**ACTION ITEM**
Below are some records; find each line that carries the word "boolean" and copy it.

Dataset entries

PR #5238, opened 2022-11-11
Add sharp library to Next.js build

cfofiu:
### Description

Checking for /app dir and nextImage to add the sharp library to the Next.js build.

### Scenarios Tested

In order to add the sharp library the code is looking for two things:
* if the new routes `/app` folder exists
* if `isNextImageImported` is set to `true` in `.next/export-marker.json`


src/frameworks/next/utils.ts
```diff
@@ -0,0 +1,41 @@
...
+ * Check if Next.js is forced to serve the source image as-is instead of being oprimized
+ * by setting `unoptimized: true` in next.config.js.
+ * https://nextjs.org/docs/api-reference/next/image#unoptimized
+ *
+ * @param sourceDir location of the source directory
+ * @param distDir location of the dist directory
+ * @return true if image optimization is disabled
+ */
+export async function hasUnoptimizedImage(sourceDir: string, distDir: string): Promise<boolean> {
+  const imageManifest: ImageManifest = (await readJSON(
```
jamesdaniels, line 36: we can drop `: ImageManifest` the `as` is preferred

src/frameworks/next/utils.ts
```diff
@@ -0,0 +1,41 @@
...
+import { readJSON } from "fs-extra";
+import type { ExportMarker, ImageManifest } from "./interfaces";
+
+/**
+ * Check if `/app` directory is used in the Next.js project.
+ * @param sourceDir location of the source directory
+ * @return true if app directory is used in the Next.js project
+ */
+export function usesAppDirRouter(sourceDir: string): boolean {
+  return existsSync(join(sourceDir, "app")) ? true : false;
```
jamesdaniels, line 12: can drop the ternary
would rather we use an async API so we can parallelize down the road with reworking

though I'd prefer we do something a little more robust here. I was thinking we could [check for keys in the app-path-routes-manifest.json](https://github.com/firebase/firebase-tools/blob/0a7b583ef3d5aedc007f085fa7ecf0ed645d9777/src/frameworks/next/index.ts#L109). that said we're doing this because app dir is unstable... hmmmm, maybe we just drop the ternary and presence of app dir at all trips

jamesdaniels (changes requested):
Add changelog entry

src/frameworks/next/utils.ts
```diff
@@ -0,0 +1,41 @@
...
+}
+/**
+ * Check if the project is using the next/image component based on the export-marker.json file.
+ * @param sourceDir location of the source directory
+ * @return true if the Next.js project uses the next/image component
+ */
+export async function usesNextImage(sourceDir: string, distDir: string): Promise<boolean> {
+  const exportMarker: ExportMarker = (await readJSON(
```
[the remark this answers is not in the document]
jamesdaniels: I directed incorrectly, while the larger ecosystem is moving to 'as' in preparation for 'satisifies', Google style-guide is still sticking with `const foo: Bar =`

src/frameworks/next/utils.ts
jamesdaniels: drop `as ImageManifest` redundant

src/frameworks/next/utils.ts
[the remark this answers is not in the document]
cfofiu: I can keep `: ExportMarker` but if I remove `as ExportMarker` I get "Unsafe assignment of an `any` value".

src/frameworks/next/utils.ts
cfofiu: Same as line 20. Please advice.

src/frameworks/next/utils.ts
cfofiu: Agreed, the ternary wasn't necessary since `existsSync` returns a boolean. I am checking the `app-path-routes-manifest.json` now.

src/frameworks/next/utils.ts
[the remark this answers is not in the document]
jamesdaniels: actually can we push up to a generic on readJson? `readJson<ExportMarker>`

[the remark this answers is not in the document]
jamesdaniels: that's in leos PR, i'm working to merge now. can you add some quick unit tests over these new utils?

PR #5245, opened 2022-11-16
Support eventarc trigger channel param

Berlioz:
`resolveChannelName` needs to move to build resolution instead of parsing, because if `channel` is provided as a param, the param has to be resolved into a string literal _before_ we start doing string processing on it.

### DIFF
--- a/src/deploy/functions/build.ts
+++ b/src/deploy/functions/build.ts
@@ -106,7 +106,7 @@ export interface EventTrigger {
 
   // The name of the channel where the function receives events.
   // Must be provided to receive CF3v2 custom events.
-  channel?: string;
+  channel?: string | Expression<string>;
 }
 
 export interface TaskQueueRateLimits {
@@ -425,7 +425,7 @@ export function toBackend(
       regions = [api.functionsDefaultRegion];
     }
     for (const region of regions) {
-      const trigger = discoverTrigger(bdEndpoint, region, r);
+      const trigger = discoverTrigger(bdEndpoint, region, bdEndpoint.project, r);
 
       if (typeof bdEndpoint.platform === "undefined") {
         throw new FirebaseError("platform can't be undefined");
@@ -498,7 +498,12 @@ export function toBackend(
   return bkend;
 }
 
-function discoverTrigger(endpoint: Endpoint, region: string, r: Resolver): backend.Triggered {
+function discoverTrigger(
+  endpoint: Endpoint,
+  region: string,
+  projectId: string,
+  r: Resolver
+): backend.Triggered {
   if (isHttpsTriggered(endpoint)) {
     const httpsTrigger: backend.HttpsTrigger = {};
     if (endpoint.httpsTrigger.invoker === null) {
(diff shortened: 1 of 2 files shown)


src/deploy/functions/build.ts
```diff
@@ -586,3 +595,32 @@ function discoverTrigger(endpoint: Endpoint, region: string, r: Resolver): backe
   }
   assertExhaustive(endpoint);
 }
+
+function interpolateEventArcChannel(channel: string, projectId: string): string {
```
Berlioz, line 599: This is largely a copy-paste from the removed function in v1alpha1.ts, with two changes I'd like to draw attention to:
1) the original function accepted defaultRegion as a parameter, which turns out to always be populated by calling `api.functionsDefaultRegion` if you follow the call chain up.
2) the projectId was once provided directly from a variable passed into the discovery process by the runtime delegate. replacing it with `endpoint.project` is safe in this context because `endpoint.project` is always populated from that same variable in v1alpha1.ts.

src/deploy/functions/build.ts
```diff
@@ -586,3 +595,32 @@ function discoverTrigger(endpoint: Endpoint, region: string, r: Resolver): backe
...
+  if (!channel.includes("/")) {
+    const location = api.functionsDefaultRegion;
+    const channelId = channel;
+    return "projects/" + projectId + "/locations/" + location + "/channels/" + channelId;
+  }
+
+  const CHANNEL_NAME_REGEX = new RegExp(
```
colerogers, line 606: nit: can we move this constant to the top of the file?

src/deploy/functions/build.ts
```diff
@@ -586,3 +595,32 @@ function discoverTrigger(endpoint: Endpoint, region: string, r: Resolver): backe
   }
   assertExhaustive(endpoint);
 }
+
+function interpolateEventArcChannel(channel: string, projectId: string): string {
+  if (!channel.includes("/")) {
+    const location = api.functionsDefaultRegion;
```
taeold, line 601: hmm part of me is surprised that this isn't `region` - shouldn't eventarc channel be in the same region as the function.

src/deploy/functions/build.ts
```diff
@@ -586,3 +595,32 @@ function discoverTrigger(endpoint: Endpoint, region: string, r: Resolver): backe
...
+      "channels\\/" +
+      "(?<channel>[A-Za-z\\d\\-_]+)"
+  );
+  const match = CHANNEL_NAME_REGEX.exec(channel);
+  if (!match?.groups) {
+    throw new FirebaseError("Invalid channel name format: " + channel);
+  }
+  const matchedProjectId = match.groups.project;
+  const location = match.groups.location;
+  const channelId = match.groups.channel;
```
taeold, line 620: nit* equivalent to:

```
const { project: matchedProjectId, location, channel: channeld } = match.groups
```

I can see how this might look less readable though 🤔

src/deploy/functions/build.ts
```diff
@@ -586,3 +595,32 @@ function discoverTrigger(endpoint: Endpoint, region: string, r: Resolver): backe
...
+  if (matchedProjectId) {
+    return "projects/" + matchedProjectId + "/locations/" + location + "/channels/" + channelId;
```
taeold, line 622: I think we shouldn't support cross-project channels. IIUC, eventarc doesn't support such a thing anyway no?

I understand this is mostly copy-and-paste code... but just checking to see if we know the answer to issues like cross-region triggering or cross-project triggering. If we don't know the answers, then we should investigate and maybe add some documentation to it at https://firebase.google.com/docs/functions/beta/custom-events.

**YOUR RESPONSE**
+export async function hasUnoptimizedImage(sourceDir: string, distDir: string): Promise<boolean> {
+export function usesAppDirRouter(sourceDir: string): boolean {
+export async function usesNextImage(sourceDir: string, distDir: string): Promise<boolean> {
cfofiu: Agreed, the ternary wasn't necessary since `existsSync` returns a boolean. I am checking the `app-path-routes-manifest.json` now.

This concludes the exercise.